Return, from the listing below, each line where the word "files" appears.

====================

PR #21, opened 2019-10-07
deploy: make it work with ansible 2.7 & 2.8

TomasTomecek:
didn't try it though, should just work™

### DIFF
--- a/playbooks/deploy.yml
+++ b/playbooks/deploy.yml
@@ -36,12 +36,6 @@
     image_worker: ""
     image_worker_digest: ""
   tasks:
-    - name: require ansible >= 2.8
-      assert:
-        that:
-        - 'ansible_version.minor >= 8'
-        fail_msg: 'Please upgrade to ansible 2.8 or later.'
-
     - name: include variables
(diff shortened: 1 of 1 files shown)


rpitonak:
> Let's test in production then

[Tested](https://softwarefactory-project.io/zuul/t/local/build/5351de638f304287ae2db85a59be5b88) and unfortunately does not work.

jpopelka:
> Tested and unfortunately does not work.

I've just noticed that [WE install ansible-2.7.10-1.fc30](https://github.com/packit-service/packit-service-zuul/blob/master/files/deploy-service.yaml#L10) - isn't that the cause why Zuul uses ansible-2.7? Wouldn't changing that to just `ansible` (unversioned, i.e. latest, i.e. 2.8.5) fix it too?

rpitonak:
@jpopelka yes, you identify the problem but it is actually [here](https://github.com/packit-service/packit-service/blob/72b842218c1314ae2d90f0feb8a49ebdcc7bdafe/files/deployment.yaml#L10)

jpopelka:
@rpitonak should I open a PR with the above-suggested change then?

====================

OUTPUT:
(diff shortened: 1 of 1 files shown)
I've just noticed that [WE install ansible-2.7.10-1.fc30](https://github.com/packit-service/packit-service-zuul/blob/master/files/deploy-service.yaml#L10) - isn't that the cause why Zuul uses ansible-2.7? Wouldn't changing that to just `ansible` (unversioned, i.e. latest, i.e. 2.8.5) fix it too?
@jpopelka yes, you identify the problem but it is actually [here](https://github.com/packit-service/packit-service/blob/72b842218c1314ae2d90f0feb8a49ebdcc7bdafe/files/deployment.yaml#L10)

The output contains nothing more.